### Brief
Going from the top of the data below, give again each line through the one containing "- **target-runtime** is", both ends kept.

Collected data
■ ■ ■ ■

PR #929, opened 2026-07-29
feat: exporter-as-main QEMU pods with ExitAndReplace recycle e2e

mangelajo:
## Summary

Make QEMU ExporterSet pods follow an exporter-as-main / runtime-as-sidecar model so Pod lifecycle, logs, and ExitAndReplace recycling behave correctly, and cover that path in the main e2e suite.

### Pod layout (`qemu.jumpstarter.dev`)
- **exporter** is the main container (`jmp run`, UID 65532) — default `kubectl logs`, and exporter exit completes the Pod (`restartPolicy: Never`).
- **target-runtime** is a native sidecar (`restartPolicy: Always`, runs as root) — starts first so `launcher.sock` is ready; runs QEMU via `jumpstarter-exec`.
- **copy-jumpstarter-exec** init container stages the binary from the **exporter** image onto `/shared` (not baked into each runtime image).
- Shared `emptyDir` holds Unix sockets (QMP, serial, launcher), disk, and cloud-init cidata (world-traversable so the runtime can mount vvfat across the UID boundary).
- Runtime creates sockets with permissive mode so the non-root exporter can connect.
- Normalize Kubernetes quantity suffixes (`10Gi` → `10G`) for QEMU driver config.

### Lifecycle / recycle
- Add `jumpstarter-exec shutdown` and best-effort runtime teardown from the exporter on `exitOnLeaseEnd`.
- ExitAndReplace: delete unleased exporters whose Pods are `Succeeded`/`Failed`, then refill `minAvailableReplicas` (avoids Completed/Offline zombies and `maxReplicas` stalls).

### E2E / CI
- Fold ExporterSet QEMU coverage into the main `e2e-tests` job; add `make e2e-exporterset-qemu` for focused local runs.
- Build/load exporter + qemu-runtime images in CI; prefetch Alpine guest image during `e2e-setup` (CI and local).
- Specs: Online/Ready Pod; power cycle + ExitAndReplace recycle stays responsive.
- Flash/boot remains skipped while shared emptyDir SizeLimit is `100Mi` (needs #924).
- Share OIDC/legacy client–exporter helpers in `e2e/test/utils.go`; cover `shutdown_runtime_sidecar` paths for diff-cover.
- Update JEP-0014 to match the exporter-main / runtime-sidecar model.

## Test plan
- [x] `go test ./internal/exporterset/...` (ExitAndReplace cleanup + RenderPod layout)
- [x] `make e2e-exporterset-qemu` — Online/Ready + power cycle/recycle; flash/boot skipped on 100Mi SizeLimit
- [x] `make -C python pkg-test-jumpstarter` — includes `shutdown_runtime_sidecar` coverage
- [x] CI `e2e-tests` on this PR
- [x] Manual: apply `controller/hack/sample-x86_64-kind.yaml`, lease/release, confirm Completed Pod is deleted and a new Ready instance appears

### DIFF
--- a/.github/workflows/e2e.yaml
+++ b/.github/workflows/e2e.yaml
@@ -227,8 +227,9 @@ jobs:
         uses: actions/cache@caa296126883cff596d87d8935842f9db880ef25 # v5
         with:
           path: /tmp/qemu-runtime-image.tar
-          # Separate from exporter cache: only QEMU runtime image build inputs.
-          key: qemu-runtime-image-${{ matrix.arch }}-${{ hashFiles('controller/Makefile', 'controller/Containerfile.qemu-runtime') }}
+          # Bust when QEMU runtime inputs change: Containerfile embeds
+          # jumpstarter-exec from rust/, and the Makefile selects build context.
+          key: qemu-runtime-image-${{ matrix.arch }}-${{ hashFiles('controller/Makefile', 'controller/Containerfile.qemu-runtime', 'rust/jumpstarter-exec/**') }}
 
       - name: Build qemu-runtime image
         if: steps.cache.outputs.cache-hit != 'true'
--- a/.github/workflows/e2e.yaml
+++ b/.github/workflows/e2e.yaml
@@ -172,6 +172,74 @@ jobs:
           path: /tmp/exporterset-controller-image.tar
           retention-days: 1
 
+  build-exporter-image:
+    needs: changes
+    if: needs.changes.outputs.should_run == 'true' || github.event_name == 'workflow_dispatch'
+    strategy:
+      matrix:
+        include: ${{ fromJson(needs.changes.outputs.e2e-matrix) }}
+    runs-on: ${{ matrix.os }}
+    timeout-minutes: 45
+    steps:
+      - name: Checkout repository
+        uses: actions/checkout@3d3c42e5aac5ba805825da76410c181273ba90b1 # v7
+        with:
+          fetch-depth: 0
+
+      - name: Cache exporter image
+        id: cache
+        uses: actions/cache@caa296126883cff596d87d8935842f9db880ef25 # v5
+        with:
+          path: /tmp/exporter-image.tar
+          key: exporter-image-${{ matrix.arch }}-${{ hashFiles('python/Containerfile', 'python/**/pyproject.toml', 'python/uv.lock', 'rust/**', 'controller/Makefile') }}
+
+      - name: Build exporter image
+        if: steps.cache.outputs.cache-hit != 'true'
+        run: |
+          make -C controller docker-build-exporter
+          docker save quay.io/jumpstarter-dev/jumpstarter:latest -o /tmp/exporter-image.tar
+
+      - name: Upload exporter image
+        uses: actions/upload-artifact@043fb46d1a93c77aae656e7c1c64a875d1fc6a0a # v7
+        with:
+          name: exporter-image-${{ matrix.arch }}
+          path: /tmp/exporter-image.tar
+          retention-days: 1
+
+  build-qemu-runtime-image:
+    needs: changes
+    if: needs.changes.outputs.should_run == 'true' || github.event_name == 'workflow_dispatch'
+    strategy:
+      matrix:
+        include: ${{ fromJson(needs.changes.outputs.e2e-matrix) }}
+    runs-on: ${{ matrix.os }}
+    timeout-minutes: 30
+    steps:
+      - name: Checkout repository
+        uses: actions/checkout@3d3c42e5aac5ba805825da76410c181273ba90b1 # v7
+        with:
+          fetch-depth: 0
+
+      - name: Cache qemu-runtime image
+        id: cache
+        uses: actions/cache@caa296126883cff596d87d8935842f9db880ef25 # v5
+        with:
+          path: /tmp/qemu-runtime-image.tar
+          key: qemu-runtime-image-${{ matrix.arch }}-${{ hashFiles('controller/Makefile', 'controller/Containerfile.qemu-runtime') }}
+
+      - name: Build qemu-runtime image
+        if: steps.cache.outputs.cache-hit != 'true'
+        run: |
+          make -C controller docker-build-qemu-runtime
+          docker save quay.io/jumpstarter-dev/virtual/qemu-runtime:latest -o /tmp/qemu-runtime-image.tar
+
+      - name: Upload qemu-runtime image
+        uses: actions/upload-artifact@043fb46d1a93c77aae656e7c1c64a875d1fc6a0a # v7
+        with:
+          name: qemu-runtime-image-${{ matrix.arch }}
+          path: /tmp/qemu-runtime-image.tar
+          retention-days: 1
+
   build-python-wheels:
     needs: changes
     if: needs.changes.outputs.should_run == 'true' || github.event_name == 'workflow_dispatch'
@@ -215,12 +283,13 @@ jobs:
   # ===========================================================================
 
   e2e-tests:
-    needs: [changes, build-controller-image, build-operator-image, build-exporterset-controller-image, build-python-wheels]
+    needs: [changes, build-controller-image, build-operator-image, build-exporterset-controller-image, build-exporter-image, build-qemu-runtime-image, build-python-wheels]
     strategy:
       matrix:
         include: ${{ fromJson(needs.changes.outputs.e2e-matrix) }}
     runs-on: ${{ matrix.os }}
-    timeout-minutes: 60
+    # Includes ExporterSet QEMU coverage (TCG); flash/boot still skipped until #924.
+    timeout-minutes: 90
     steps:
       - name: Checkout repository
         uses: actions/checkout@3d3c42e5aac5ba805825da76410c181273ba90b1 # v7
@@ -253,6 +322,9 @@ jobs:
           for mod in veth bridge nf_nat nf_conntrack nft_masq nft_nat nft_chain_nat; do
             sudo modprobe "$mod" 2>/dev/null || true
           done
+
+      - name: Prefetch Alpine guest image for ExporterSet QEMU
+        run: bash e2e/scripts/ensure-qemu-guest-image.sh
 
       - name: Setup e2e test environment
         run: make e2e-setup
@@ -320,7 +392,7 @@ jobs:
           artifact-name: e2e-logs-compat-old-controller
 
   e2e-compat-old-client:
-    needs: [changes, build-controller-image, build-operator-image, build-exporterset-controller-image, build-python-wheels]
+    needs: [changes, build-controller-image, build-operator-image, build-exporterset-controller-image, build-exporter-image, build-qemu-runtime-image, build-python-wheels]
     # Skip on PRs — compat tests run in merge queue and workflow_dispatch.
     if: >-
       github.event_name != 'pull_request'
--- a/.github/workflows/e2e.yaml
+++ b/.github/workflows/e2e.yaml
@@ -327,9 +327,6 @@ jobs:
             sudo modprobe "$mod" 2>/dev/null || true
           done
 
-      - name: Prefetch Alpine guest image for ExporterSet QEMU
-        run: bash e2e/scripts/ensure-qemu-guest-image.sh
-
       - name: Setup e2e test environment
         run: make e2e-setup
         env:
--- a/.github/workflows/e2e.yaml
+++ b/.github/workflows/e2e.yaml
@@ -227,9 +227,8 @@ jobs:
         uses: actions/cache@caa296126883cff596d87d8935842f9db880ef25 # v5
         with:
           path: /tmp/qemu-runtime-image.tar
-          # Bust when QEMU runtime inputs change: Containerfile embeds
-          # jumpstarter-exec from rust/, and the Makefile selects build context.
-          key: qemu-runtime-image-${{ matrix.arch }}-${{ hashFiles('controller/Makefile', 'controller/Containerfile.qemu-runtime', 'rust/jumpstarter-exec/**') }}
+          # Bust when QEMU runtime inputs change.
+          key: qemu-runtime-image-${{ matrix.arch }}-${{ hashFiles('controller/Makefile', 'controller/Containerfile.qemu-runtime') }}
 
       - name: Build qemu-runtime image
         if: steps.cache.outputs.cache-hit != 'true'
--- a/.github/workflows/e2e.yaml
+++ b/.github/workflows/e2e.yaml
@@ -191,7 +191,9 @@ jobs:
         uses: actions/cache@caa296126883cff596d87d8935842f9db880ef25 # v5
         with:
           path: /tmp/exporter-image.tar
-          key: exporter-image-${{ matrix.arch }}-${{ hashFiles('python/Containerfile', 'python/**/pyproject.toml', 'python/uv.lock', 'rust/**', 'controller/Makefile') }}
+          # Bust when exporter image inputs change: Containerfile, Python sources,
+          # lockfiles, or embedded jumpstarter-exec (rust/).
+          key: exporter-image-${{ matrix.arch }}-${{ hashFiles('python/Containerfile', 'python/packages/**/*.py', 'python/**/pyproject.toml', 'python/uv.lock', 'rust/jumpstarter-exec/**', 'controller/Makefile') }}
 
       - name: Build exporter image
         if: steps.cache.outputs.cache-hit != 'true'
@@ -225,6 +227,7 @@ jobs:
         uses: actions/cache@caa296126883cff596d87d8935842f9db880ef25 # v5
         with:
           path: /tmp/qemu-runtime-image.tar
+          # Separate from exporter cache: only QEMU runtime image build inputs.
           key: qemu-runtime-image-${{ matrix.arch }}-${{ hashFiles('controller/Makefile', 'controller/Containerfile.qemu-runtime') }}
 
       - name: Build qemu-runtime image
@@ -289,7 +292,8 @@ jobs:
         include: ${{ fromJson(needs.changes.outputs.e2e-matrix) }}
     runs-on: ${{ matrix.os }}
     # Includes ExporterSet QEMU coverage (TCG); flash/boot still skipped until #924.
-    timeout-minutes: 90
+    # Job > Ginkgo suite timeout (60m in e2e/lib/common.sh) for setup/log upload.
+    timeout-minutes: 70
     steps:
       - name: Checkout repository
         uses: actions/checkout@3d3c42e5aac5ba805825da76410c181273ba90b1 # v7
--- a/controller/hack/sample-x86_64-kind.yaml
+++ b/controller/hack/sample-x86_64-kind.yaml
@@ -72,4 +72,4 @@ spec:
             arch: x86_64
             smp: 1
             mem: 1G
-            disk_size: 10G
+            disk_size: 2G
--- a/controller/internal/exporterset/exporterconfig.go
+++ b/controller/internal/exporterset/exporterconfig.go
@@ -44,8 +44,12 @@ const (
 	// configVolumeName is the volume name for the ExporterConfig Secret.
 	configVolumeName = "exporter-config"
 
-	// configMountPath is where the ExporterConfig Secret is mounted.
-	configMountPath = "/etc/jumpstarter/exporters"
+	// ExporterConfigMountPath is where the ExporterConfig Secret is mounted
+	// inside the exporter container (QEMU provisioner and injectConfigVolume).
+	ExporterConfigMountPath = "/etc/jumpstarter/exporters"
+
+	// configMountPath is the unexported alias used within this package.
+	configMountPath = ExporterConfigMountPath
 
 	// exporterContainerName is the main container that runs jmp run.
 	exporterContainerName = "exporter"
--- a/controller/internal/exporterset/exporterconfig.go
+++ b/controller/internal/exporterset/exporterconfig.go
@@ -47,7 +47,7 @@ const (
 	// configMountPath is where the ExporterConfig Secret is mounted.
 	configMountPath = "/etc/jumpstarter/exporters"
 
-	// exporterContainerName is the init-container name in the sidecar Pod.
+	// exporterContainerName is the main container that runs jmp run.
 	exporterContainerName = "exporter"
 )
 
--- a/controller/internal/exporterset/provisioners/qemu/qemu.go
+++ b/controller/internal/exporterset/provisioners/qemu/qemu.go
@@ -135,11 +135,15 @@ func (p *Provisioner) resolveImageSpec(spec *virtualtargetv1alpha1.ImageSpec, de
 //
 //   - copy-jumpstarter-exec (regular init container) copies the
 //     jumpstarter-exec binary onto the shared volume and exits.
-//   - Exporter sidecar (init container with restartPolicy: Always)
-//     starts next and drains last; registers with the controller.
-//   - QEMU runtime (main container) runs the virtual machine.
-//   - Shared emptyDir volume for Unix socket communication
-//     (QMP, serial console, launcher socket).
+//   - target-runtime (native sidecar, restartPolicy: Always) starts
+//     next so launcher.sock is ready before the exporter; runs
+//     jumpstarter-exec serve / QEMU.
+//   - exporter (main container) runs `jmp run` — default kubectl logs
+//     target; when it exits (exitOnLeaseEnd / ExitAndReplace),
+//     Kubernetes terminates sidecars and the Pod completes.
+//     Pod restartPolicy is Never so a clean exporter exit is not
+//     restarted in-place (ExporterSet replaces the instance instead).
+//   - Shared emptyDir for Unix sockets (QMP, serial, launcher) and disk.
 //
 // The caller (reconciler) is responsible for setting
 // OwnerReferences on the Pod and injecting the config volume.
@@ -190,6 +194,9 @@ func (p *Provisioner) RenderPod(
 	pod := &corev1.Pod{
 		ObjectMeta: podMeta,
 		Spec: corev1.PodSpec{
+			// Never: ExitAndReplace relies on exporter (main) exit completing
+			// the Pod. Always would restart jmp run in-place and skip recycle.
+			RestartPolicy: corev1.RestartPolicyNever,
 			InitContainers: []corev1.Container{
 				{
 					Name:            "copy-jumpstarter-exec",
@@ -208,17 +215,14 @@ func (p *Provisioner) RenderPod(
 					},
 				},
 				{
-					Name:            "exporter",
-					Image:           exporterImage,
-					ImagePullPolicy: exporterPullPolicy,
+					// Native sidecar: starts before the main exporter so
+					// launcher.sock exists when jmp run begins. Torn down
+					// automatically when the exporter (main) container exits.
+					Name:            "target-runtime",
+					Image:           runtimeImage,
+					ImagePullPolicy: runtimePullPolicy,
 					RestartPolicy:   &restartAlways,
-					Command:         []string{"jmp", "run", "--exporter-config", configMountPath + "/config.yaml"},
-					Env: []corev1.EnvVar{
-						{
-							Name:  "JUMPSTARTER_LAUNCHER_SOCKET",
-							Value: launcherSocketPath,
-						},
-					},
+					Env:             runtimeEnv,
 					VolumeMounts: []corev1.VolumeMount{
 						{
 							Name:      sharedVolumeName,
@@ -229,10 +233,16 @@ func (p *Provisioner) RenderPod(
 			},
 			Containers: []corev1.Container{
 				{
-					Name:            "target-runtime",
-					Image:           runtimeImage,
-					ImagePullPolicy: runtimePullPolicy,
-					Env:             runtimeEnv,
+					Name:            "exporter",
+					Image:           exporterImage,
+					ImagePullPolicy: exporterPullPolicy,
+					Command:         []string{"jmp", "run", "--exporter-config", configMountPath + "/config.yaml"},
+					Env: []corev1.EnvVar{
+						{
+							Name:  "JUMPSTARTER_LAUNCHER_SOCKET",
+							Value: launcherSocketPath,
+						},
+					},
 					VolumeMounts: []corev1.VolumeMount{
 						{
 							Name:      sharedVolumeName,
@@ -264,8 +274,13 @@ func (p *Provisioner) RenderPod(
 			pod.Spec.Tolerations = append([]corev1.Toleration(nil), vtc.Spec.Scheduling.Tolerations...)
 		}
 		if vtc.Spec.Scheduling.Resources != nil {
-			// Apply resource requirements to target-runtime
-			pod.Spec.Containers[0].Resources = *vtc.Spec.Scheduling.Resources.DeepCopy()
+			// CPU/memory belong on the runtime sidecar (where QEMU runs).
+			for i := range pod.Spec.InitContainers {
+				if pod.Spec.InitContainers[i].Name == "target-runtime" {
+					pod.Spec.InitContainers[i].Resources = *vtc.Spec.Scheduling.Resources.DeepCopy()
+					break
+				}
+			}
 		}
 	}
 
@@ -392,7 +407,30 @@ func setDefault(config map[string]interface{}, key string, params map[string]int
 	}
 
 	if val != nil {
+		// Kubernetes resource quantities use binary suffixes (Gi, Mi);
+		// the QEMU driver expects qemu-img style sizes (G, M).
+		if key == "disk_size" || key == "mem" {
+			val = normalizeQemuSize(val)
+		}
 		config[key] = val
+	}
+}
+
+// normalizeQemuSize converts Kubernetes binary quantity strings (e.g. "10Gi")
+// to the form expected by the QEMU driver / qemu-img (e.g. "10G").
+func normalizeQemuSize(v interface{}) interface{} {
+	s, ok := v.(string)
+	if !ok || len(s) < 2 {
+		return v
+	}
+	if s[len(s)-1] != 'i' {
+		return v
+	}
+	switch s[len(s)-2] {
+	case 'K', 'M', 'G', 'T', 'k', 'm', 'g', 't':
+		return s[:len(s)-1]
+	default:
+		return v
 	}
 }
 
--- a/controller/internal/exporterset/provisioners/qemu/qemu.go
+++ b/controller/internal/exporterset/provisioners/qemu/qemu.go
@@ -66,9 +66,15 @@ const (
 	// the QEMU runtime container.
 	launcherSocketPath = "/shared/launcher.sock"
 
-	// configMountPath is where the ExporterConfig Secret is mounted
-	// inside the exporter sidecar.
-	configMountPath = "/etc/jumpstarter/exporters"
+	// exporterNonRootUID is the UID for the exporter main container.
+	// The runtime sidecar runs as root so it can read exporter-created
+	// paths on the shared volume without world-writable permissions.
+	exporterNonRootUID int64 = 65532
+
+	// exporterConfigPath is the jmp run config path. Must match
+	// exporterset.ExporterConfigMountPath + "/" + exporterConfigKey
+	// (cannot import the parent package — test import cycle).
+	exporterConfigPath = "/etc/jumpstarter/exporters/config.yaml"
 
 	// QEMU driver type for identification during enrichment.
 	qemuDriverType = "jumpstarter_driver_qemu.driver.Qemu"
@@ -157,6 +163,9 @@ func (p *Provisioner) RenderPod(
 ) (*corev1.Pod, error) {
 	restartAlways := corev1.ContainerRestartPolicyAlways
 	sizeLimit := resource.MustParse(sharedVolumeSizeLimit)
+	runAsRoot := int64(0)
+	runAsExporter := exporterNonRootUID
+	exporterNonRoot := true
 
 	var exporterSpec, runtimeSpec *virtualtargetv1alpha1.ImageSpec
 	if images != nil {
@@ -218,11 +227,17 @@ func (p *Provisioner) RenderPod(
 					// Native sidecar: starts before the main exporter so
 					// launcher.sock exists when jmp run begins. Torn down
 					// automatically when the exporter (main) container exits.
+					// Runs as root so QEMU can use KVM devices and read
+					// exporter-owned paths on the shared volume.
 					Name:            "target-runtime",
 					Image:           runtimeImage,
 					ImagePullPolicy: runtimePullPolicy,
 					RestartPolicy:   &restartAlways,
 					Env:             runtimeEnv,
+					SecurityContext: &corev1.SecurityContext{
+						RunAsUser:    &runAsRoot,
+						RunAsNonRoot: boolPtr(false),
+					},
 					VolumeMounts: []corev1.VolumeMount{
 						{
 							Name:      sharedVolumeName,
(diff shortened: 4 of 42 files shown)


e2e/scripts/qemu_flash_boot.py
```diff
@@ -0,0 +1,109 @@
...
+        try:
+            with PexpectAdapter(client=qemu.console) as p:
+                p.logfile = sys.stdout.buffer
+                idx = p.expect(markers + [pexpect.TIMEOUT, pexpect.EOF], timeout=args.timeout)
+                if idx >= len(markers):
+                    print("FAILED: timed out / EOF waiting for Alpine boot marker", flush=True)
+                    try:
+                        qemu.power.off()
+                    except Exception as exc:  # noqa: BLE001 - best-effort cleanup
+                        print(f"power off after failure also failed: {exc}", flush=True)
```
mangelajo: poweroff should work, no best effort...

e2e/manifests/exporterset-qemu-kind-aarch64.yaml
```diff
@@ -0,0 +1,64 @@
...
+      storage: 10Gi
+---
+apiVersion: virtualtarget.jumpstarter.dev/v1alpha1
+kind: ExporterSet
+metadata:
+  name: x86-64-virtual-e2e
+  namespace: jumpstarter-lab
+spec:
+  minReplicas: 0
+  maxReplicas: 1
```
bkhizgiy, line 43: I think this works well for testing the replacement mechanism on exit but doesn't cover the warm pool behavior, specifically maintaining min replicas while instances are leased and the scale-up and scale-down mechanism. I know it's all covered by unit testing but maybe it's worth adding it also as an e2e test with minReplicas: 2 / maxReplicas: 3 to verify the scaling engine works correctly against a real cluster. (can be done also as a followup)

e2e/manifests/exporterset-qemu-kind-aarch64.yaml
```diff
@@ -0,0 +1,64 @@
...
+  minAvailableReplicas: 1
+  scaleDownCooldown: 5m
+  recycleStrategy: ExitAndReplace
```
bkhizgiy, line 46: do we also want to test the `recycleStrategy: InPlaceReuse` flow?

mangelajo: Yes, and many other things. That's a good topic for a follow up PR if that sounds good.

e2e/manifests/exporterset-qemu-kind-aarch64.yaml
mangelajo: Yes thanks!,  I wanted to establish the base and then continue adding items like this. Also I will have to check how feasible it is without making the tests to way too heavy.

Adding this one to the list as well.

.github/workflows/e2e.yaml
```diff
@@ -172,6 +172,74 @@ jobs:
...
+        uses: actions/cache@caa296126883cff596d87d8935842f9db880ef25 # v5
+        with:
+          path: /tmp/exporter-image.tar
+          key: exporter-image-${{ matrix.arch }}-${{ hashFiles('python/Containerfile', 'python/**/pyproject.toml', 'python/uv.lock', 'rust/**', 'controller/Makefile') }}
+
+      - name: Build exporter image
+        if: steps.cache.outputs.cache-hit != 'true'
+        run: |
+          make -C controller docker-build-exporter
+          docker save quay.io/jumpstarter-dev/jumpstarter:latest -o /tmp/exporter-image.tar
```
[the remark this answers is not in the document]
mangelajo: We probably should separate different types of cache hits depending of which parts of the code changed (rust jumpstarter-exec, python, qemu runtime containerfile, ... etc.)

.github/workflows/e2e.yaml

■ ■ ■ ■

### Task answer
PR #929, opened 2026-07-29
feat: exporter-as-main QEMU pods with ExitAndReplace recycle e2e

mangelajo:
## Summary

Make QEMU ExporterSet pods follow an exporter-as-main / runtime-as-sidecar model so Pod lifecycle, logs, and ExitAndReplace recycling behave correctly, and cover that path in the main e2e suite.

### Pod layout (`qemu.jumpstarter.dev`)
- **exporter** is the main container (`jmp run`, UID 65532) — default `kubectl logs`, and exporter exit completes the Pod (`restartPolicy: Never`).
- **target-runtime** is a native sidecar (`restartPolicy: Always`, runs as root) — starts first so `launcher.sock` is ready; runs QEMU via `jumpstarter-exec`.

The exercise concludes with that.